Neuss Königliche Lehrstunde

Neuss · Andreas Spaniol überzeugt als Bertie in "The King's Speech" im RLT.

 Lionel Logue (Stefan Schleue, l.) geht mit Hilfe der Königin (Hergard Engert) ungewöhnliche Wege, um Bertie (Andreas Spaniol) das Stottern abzugewöhnen.

Lionel Logue (Stefan Schleue, l.) geht mit Hilfe der Königin (Hergard Engert) ungewöhnliche Wege, um Bertie (Andreas Spaniol) das Stottern abzugewöhnen.

Foto: Fotografie Bjoern Hickmann

Was für eine Inszenierung! Die "Standing Ovations" wollten gar nicht enden bei der Premiere von "The King's Speech" im Studio des RLT. Eine herzerwärmende Geschichte von Freundschaft, Kampf und einem Sieg über sich selbst, ein großartiges Bühnenbild, dazu grandiose Darsteller, allen voran Andreas Spaniol in der Hauptrolle - das sind die Zutaten, mit denen Regisseur Alexander Marusch ein außergewöhnliches, sehenswertes Stück gelungen ist. Eines, das vom ersten bis zum letzten Moment unentrinnbar unter die Haut geht.

Zwei ungleiche Freunde, die es nicht leicht miteinander haben, sind Lionel, australischer Sprachtherapeut mit unorthodoxen Ideen, und Bertie, britischer König mit Stotterproblem. Stefan Schleue ist frisch, authentisch, hinreißend als Lionel Logue, Selfmademan aus dem australischen Outback mit wenig Ehrfurcht vor königlicher Etikette.

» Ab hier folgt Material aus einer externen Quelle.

PR #4525, opened 2022-05-21
Port avatars page to py3

cjdenio:
## Description

Makes https://www.thebluealliance.com/avatars/2022 work.

## Motivation and Context

I clicked the "view avatars" button, only to discover it was stuck in 2020!

Screen Shot 2022-05-21 at 12 42 49 PM

## How Has This Been Tested?

Er, I couldn't figure out how to set up a py2 dev environment. So the answer to the question is "D) none of the above"

## Types of changes

### DIFF
--- a/src/backend/common/models/media.py
+++ b/src/backend/common/models/media.py
@@ -9,7 +9,7 @@ from backend.common.consts.media_tag import MediaTag
 from backend.common.consts.media_type import MediaType
 from backend.common.models.cached_model import CachedModel
 from backend.common.models.event import Event
-from backend.common.models.keys import MediaKey, TeamNumber, Year
+from backend.common.models.keys import MediaKey, Year
 from backend.common.models.team import Team
 
 
@@ -281,11 +281,3 @@ class Media(CachedModel):
     def avatar_image_source(self) -> str:
         image = json.loads(self.details_json)
         return "data:image/png;base64, {}".format(image["base64Image"])
-
-    @property
-    def team_number(self) -> TeamNumber:
-        """
-        Returns the associated team number for a piece of media.
-        """
-
-        return TeamNumber(self.references[0].id()[3:])
--- a/src/backend/common/models/media.py
+++ b/src/backend/common/models/media.py
@@ -9,7 +9,7 @@ from backend.common.consts.media_tag import MediaTag
 from backend.common.consts.media_type import MediaType
 from backend.common.models.cached_model import CachedModel
 from backend.common.models.event import Event
-from backend.common.models.keys import MediaKey, Year
+from backend.common.models.keys import MediaKey, TeamNumber, Year
 from backend.common.models.team import Team
 
 
@@ -281,3 +281,11 @@ class Media(CachedModel):
     def avatar_image_source(self) -> str:
         image = json.loads(self.details_json)
         return "data:image/png;base64, {}".format(image["base64Image"])
+
+    @property
+    def team_number(self) -> TeamNumber:
+        """
+        Returns the associated team number for a piece of media.
+        """
+
+        return TeamNumber(self.references[0].id()[3:])
--- a/src/backend/web/handlers/index.py
+++ b/src/backend/web/handlers/index.py
@@ -207,9 +207,7 @@ def avatar_list(year: Optional[Year] = None) -> Response:
     avatars_future = Media.query(
         Media.media_type_enum == MediaType.AVATAR, Media.year == year
     ).fetch_async()
-    avatars = sorted(
-        avatars_future.get_result(), key=lambda a: int(a.references[0].id()[3:])
-    )
+    avatars = sorted(avatars_future.get_result(), key=lambda a: a.team_number)
 
     template_values = {
         "year": year,
--- a/src/backend/web/handlers/index.py
+++ b/src/backend/web/handlers/index.py
@@ -215,7 +215,9 @@ def avatar_list(year: Optional[Year] = None) -> Response:
         avatars_future = Media.query(
             Media.media_type_enum == MediaType.AVATAR, Media.year == year
         ).fetch_async()
-        avatars = sorted(avatars_future.get_result(), key=lambda a: a.team_number)
+        avatars = sorted(
+            avatars_future.get_result(), key=lambda a: a.references[0].id()[3:]
+        )
 
         shards = {}
         size = len(avatars) / 10 + 1
--- a/src/backend/web/handlers/index.py
+++ b/src/backend/web/handlers/index.py
@@ -2,8 +2,8 @@ from datetime import datetime, timedelta
 from typing import Any, Callable, cast, Dict, Optional, Tuple
 
 from flask import abort, Response
-from google.appengine.ext import ndb
 from google.appengine.api import memcache
+from google.appengine.ext import ndb
 
 from backend.common.consts.landing_type import LandingType
 from backend.common.consts.media_type import MediaType
@@ -206,7 +206,7 @@ def avatar_list(year: Optional[Year] = None) -> Response:
         abort(404)
 
     avatars = []
-    shards = memcache.get_multi([f'{year}avatars_{i}' for i in range(10)])
+    shards = memcache.get_multi([f"{year}avatars_{i}" for i in range(10)])
     if len(shards) == 10:  # If missing a shard, must refetch all
         for _, shard in sorted(shards.items(), key=lambda kv: kv[0]):
             avatars += shard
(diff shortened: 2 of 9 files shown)


fangeugene:
Thanks for noticing the page doesn't work! This PR actually won't work, since py2 is deployed off `master` and not `py3/old_py2`. We have a few options here. One is to submit a PR to `master` to enable 2022 and work on porting it to py3 later. The other is to just port this directly to py3. The latter is probably better since we're trying to move everything to py3 by the end of summer anyways.

Thanks for your contribution and let me know if you need any help!

cjdenio:
Ah, thanks for explaining! I'll see what I can do to get the avatars page running on py3.

fangeugene:
I think the local data bootstrapping doesn't populate avatars. Let me try to get that working so you can test locally.

src/backend/web/handlers/team.py
```diff
@@ -117,5 +120,31 @@ def team_list(page: int) -> str:
...
         "current_page": page,
+        "current_season": SeasonHelper.get_current_season()
     }
     return render_template("team_list.html", template_values)
+
+
+@cached_public
+def avatar_list(year: Optional[Year] = None) -> Response:
+    if not year:
+        return redirect(url_for('avatar_list', year=SeasonHelper.get_current_season()))
```
ZachOrr, line 131: Do we need to redirect? Or could we just set year to be the current year?

We could also do this using default arguments in the function declaration (that way it's never None)

ZachOrr (changes requested):

ZachOrr:
This is looking great though! Thanks for this

src/backend/web/handlers/team.py
cjdenio: - Yeah, I agree it makes more sense to just render the current year.

- I actually tried that, but it started yelling `AssertionError: No api proxy found for service "memcache"` at me (!!!)

ZachOrr: Lemme checkout and see what's up with the second bullet point. I'm unsure why that would be an issue. Where were you seeing the assertion failure? In tests?

src/backend/web/handlers/team.py
```diff
@@ -119,3 +122,27 @@ def team_list(page: int) -> str:
...
+    year = year or SeasonHelper.get_current_season()
+
+    valid_years = list(range(2018, SeasonHelper.get_max_year() + 1))
+    valid_years.remove(2021)  # No avatars in 2021 :(
+
+    if year not in valid_years:
+        abort(404)
+
+    avatars_future = Media.query(Media.media_type_enum
+                                 == MediaType.AVATAR, Media.year == year).fetch_async()
```
ZachOrr, line 138: Could we build out a query here? (See the existing media queries for guidance https://github.com/the-blue-alliance/the-blue-alliance/blob/py3/src/backend/common/queries/media_query.py) That way we leverage our caching layer and abstract away any of the query stuff

src/backend/web/handlers/team.py
```diff
@@ -119,3 +122,27 @@ def team_list(page: int) -> str:
...
+    avatars = sorted(avatars_future.get_result(),
+                     key=lambda a: int(a.references[0].id()[3:]))
+
+    template_values = {
+        "year": year,
+        "valid_years": valid_years,
```
ZachOrr, line 144: Do we use this `valid_years` in the template?

src/backend/web/handlers/team.py
```diff
@@ -119,3 +122,27 @@ def team_list(page: int) -> str:
...
+    valid_years = list(range(2018, SeasonHelper.get_max_year() + 1))
+    valid_years.remove(2021)  # No avatars in 2021 :(
+
+    if year not in valid_years:
+        abort(404)
+
+    avatars_future = Media.query(Media.media_type_enum
+                                 == MediaType.AVATAR, Media.year == year).fetch_async()
+    avatars = sorted(avatars_future.get_result(),
+                     key=lambda a: int(a.references[0].id()[3:]))
```
ZachOrr, line 140: This `avatar.references[0].id()[3:]` bit of code is used in both the template and here. Maybe we throw this as a helper on the `Media` class and DRY all of this code?

ZachOrr (changes requested):

ZachOrr:
Make sure to run the linter as well! https://github.com/the-blue-alliance/the-blue-alliance/wiki/Test-Lint-Check#lint

I'd recommend setting up the `virtualenv` as well first before running the lint - since running the lint in the container won't fix the files you commit, and you can avoid trashing your machine's dependencies https://github.com/the-blue-alliance/the-blue-alliance/wiki/Repo-Setup#virtualenv-install

src/backend/web/handlers/team.py
ZachOrr: Oh right yes - I understand this. `SeasonHelper.get_current_season` hits a `Sitevar` (backed by ndb). ndb for the instance isn't setup when the constructor is called.

All this is to say - I think the `year = year or ...` code  you have is great and the right way to go here :+1:

src/backend/web/handlers/team.py
ZachOrr: OH sure right. This is interesting actually. I wonder if we could bake this in to a paginated cached query (the way we still need to build out a paginated query https://github.com/the-blue-alliance/the-blue-alliance/pull/3389)

Either way - yeah Eugene is probably right here. We should build the query/caching stuff in to the method. But it does need the caching.

src/backend/web/handlers/team.py
cjdenio: Oops, that was for a then-unfinished year switcher thing. How do you feel about this?

https://user-images.githubusercontent.com/34525547/169712363-810984c2-6c9d-4e88-8e0a-8b806434759f.mov

(I could also stick this in a separate PR if it's out of scope)

src/backend/common/models/media.py
```diff
@@ -281,3 +281,11 @@ def image_direct_url_sm(self) -> str:
...
         image = json.loads(self.details_json)
         return "data:image/png;base64, {}".format(image["base64Image"])
+
+    @property
+    def team_number(self) -> TeamNumber:
+        """
+        Returns the associated team number for a piece of media.
+        """
+
+        return TeamNumber(self.references[0].id()[3:])
```
ZachOrr, line 291: Is `self.references` guaranteed to be non-empty? I don't know much about this model (cc @fangeugene)

src/backend/web/handlers/index.py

Andreas Spaniol als Bertie beschert der Bühne eine Sternstunde, indem er den inneren Kampf des Stotterers für jeden Zuschauer unausweichlich spürbar macht. Er lässt mitleiden, mitzittern und schließlich den wunderbaren Triumph des Königs über sich selbst hautnah miterleben. Sensibel gelingt ihm dieser König als Mensch, der von seinen Aufgaben wie von Mühlsteinen zermahlen zu werden droht, der scheitert und doch nie aufgibt, weil es keine Alternative zum Bestehen gibt. Zerbrechlich und zart, ängstlich und tapfer zugleich: Spaniol zeigt diesen Monarchen wider Willen im furchtbaren Widerstreit mit sich und den Beschädigungen einer kalten Kindheit.

Nähe und Fokussierung sind die Zaubermittel, mit denen Marusch in seiner blitzgescheiten Inszenierung aus dieser Geschichte eines therapeutischen Triumphs ein Ereignis macht, das die Zuschauer zwischen Beklemmung und Glück jede Facette dieser emotionalen Achterbahnfahrt durchleben lässt. Dabei gibt er auch Raum für Entspannung, bietet hinreißend komische Momente, etwa wenn die Königsgattin (wunderbar britisch unterkühlt: Hergard Engert) aus therapeutischen Gründen auf dem Brustkorb des Gatten sitzt: Allein schon Engerts Blick lohnt den Abend!

Neben grandiosen Darstellerleistungen - auch von Josia Krug als schmieriger Erzbischof von Canterbury, Katharina Dalichau als eigensinnige Therapeutengattin Myrtle, Michael Großschädl als Churchill und Philipp Heitmann als Baldwin - gelingt es Achim Naumann d'Alnoncourt mit seinem erfrischend schnörkellosen Bühnenbild und seinen atemberaubenden Videoeinblendungen Maßstäbe zu setzen. Klar, bescheiden und ohne Tand setzt er Rahmen und Kontext jener Geschichte in schlichte, unmittelbar eingängige Bildsprache, ohne je die Aufmerksamkeit von der bewegenden Geschichte abzulenken.

Kann man die klamme Ohnmacht des Individuums in jener Zeit deutlicher zeigen als mit einem Spielautomaten, an dem Hakenkreuz, Hammer und Sichel, Krone und Kreuz beliebige und immer neue Konstellationen finden? Kann man die Expansion des Faschismus klarer und präziser auf den Punkt bringen als mit einer Landkarte, die das anschwellende Hakenkreuz zeigt? Das ist so präzise wie schlicht, hinreichend und einfach begeisternd. So wird das Bühnenbild zu einem bescheidenen Hauptakteur in dieser restlos gelungenen, einzigartigen und Maßstäbe setzenden Inszenierung.